Silva, Deborah Desimone

January 2011

Stiff and strong ceramic fibres have been incorporated into brittle glass matrices in order to increase their mechanical strength and fracture toughness. In the present work, a novel processing technique has been investigated, in which the reinforcing fibres are “sandwiched” unidirectionally between glass slides and heat-treated for consolidation into composites by viscous flow of the glass matrix, filling the gaps between the reinforcing fibres.

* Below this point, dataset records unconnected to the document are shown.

PR #2400, opened 2022-07-21
Add GetDevicePublicKey

aromaa:
## Motivation and Context
- Following nanoframework/System.Net#265

## Types of changes

## Checklist

## Summary by CodeRabbit

- **New Features**
	- Added a method to retrieve the device's public key in raw byte array format.
	- Expanded SSL certificate handling capabilities with new functions for public key extraction.

- **Version Update**
	- Updated System.Net assembly version to support new functionality.

- **Technical Improvements**
	- Introduced a new X.509 certificate data structure for handling raw data.
	- Enhanced infrastructure for public key extraction across different platforms.
	- Organized enum types into more appropriate header files for improved maintainability.

### DIFF
--- a/src/DeviceInterfaces/System.Net/sys_net_native_System_Net_Security_CertificateManager.cpp
+++ b/src/DeviceInterfaces/System.Net/sys_net_native_System_Net_Security_CertificateManager.cpp
@@ -81,3 +81,36 @@ HRESULT Library_sys_net_native_System_Net_Security_CertificateManager::
 
     NANOCLR_CLEANUP_END();
 }
+
+HRESULT Library_sys_net_native_System_Net_Security_CertificateManager::GetDevicePublicKeyRaw___STATIC__SZARRAY_U1(
+    CLR_RT_StackFrame &stack)
+{
+    NATIVE_PROFILE_CLR_NETWORK();
+    NANOCLR_HEADER();
+
+    CLR_RT_HeapBlock &ret = stack.PushValueAndClear();
+    HAL_Configuration_X509DeviceCertificate *deviceCert = ConfigurationManager_GetDeviceCertificate();
+
+    if (deviceCert)
+    {
+        X509RawData rawData;
+
+        if (SSL_GetPublicKeyRaw((const char *)deviceCert->Certificate, deviceCert->CertificateSize, &rawData))
+        {
+            CLR_RT_HeapBlock_Array *array;
+
+            NANOCLR_CHECK_HRESULT(
+                CLR_RT_HeapBlock_Array::CreateInstance(ret, rawData.len, g_CLR_RT_WellKnownTypes.m_UInt8));
+
+            array = ret.DereferenceArray();
+
+            memcpy(array->GetFirstElement(), rawData.p, rawData.len);
+
+            platform_free(rawData.p);
+        }
+
+        platform_free(deviceCert);
+    }
+
+    NANOCLR_NOCLEANUP();
+}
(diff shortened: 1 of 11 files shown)


src/DeviceInterfaces/System.Net/sys_net_native_System_Net_Security_CertificateManager.cpp
```diff
@@ -81,3 +81,31 @@ HRESULT Library_sys_net_native_System_Net_Security_CertificateManager::
...
+    if (deviceCert)
+    {
+        CLR_RT_HeapBlock_Array *array;
+
+        NANOCLR_CHECK_HRESULT(
+            CLR_RT_HeapBlock_Array::CreateInstance(ret, deviceCert->CertificateSize, g_CLR_RT_WellKnownTypes.m_UInt8));
+
+        array = ret.DereferenceArray();
+
+        memcpy(array->GetFirstElement(), deviceCert->Certificate, deviceCert->CertificateSize);
```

Highly dense and transparent composites were produced combining alumina (Nextel ™) or sapphire fibres with soda-lime silicate or borosilicate glasses. Their microstructural, optical and mechanical properties were investigated and compared to those of the unreinforced glass matrix processed under the same conditions. Moreover, a sol-gel technique was developed for coating the fibres with a ZrO2 interfacial layer. As-received and ZrO2 coated Nextel ™ and sapphire fibre-reinforced composites were produced, with fibre contents of up to 1 vol. % and total light transmittance in the range of 70 to 93 % of the matrix transmittance. Sapphire fibre-reinforced borosilicate glass composites exhibited the highest measured flexural strength (73 MPa), followed by ZrO2 coated Nextel ™ fibre-reinforced soda-lime silicate composites (0.6 vol. %), which exhibited mean flexural strength of 64 MPa. The introduction of a ZrO2 interfacial layer effectively increased the flexural strength of the composites compared to the unreinforced matrix and the as-received fibre-reinforced composites. In addition, there was evidence of fibre pullout and crack deflection upon failure during flexural and fracture toughness tests, as well as a fail-safe behaviour upon flexure, which enabled the composites to retain their integrity. A robust processing methodology was thus demonstrated of producing high quality oxide fibre-reinforced glass matrix composites, with high optical transparency and favourable fracture properties. The composites produced are promising materials for a wide range of applications, notably in the construction industry, special machinery and architecture.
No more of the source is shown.